Collected data entries

◆ ◆ ◆ ◆ ◆ ◆ ◆

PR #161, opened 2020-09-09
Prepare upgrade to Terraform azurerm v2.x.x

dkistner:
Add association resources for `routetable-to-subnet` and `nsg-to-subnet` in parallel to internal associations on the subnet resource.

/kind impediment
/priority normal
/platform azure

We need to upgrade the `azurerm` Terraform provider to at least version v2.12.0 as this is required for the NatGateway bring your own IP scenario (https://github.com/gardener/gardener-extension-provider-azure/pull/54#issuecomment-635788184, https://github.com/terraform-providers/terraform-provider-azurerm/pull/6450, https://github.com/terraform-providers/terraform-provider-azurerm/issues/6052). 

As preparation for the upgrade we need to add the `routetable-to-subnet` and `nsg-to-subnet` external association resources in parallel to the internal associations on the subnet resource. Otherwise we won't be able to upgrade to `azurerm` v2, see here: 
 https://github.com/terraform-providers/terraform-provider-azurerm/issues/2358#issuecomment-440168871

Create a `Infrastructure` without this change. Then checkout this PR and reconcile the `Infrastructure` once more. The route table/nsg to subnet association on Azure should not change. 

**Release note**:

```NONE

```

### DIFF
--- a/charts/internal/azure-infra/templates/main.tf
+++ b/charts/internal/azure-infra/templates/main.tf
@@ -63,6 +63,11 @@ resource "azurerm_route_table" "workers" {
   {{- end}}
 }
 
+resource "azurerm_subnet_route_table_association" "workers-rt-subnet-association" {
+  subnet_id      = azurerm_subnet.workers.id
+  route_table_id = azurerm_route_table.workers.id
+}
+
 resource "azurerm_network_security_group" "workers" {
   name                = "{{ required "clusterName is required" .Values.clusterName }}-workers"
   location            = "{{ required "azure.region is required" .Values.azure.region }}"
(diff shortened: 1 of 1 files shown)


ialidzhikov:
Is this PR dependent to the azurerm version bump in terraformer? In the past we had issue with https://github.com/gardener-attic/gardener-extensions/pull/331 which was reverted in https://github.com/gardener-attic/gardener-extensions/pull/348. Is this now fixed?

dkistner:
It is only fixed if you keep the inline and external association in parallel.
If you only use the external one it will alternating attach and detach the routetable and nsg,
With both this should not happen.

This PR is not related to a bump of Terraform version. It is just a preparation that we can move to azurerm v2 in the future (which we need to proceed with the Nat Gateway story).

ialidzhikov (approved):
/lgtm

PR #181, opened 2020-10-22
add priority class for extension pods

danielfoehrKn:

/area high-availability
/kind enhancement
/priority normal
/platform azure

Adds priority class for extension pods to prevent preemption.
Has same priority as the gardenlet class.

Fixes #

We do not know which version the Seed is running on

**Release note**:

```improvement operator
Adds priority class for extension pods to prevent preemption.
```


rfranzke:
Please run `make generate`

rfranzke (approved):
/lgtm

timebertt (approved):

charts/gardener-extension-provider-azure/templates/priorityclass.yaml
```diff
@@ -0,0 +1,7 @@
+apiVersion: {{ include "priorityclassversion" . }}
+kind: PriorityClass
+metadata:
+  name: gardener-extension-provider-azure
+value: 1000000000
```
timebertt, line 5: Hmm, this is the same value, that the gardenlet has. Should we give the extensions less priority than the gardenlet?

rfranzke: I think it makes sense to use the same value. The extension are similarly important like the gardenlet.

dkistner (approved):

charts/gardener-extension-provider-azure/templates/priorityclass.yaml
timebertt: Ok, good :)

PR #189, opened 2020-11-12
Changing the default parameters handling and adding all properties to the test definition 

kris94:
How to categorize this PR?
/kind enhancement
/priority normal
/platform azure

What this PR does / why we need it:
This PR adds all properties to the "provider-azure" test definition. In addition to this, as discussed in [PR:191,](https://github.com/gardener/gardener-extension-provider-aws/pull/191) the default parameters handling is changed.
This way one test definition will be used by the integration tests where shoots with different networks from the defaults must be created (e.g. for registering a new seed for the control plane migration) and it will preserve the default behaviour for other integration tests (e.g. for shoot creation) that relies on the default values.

◆ ◆ ◆ ◆ ◆ ◆ ◆

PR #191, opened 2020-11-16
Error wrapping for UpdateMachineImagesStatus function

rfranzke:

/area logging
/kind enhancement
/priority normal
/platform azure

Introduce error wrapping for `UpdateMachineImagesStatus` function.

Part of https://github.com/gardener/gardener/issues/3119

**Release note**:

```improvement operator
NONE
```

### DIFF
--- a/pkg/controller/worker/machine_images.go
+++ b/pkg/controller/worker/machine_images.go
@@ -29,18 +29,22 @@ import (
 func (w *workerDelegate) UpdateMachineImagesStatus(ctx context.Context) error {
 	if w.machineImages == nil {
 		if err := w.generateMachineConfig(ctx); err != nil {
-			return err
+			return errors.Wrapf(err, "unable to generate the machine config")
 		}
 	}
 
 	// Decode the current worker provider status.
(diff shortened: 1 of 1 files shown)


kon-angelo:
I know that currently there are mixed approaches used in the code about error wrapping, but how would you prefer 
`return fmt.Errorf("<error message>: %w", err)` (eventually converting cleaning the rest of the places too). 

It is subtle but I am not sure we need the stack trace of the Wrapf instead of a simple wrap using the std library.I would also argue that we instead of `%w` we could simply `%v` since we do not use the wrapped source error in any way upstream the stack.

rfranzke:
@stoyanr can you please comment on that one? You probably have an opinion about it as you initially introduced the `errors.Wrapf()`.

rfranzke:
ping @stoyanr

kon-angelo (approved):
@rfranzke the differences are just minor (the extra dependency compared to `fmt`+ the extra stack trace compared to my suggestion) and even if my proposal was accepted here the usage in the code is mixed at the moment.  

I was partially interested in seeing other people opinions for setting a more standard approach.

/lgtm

◆ ◆ ◆ ◆ ◆ ◆ ◆

▶ **What to work on**
Which lines of the records hold the string "extensions"? Copy each one.

▶ **Exercise result**
Is this PR dependent to the azurerm version bump in terraformer? In the past we had issue with https://github.com/gardener-attic/gardener-extensions/pull/331 which was reverted in https://github.com/gardener-attic/gardener-extensions/pull/348. Is this now fixed?
timebertt, line 5: Hmm, this is the same value, that the gardenlet has. Should we give the extensions less priority than the gardenlet?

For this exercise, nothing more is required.